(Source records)
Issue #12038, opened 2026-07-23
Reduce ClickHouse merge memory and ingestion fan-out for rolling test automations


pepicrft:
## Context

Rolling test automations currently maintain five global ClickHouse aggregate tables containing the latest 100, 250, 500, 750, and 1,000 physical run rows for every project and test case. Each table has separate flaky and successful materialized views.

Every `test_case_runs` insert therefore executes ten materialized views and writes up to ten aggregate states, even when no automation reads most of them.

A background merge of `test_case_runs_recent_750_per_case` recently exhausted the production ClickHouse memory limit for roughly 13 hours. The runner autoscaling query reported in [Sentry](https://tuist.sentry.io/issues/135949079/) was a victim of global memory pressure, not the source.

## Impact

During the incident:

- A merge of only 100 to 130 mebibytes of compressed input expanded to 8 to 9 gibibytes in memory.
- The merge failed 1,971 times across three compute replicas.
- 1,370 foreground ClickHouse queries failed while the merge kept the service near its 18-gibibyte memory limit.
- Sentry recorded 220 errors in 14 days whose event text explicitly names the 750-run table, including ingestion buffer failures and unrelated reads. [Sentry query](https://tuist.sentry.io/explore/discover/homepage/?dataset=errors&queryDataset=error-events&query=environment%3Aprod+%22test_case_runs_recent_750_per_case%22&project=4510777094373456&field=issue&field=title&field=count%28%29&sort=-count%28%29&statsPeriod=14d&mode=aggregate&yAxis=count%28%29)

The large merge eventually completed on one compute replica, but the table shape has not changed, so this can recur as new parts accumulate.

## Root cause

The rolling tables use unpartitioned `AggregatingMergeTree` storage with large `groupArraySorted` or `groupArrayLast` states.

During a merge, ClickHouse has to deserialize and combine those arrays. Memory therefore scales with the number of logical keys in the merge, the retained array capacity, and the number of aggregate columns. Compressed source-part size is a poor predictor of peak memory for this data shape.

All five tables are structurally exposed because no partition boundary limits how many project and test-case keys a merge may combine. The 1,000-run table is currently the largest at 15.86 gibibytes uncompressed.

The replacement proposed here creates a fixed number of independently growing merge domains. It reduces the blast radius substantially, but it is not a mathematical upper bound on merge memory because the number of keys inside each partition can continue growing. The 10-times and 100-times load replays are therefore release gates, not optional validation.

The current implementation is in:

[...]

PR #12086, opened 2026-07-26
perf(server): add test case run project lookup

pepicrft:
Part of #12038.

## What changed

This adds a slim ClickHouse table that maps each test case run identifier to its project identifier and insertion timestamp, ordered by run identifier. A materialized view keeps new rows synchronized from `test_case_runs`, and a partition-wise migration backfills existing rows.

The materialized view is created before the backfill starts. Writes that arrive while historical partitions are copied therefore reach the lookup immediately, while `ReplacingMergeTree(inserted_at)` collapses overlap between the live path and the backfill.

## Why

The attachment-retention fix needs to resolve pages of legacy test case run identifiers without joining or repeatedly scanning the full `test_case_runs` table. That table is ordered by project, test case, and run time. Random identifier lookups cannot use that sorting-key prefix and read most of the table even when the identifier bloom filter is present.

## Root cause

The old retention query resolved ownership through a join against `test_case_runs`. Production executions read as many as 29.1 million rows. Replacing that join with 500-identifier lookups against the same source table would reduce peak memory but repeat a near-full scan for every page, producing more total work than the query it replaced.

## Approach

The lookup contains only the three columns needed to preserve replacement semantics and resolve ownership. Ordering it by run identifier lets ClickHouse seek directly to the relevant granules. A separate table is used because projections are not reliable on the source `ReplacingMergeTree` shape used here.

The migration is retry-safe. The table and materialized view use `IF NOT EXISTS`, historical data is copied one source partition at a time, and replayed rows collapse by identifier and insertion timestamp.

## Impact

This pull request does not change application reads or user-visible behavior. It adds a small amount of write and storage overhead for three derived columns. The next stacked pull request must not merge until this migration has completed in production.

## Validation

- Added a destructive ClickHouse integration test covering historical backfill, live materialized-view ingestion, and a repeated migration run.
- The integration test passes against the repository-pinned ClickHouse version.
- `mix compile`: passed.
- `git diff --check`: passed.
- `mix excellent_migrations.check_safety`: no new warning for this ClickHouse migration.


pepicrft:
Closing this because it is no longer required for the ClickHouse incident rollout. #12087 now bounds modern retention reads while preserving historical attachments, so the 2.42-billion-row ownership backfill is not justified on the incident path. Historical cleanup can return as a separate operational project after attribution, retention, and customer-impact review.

Assignment →
The answer is the lines above between the line holding "A background merge" and the line holding "- 1,370 foreground", inclusive, each written out exactly, and no others.

Result →
A background merge of `test_case_runs_recent_750_per_case` recently exhausted the production ClickHouse memory limit for roughly 13 hours. The runner autoscaling query reported in [Sentry](https://tuist.sentry.io/issues/135949079/) was a victim of global memory pressure, not the source.

## Impact

During the incident:

- A merge of only 100 to 130 mebibytes of compressed input expanded to 8 to 9 gibibytes in memory.
- The merge failed 1,971 times across three compute replicas.
- 1,370 foreground ClickHouse queries failed while the merge kept the service near its 18-gibibyte memory limit.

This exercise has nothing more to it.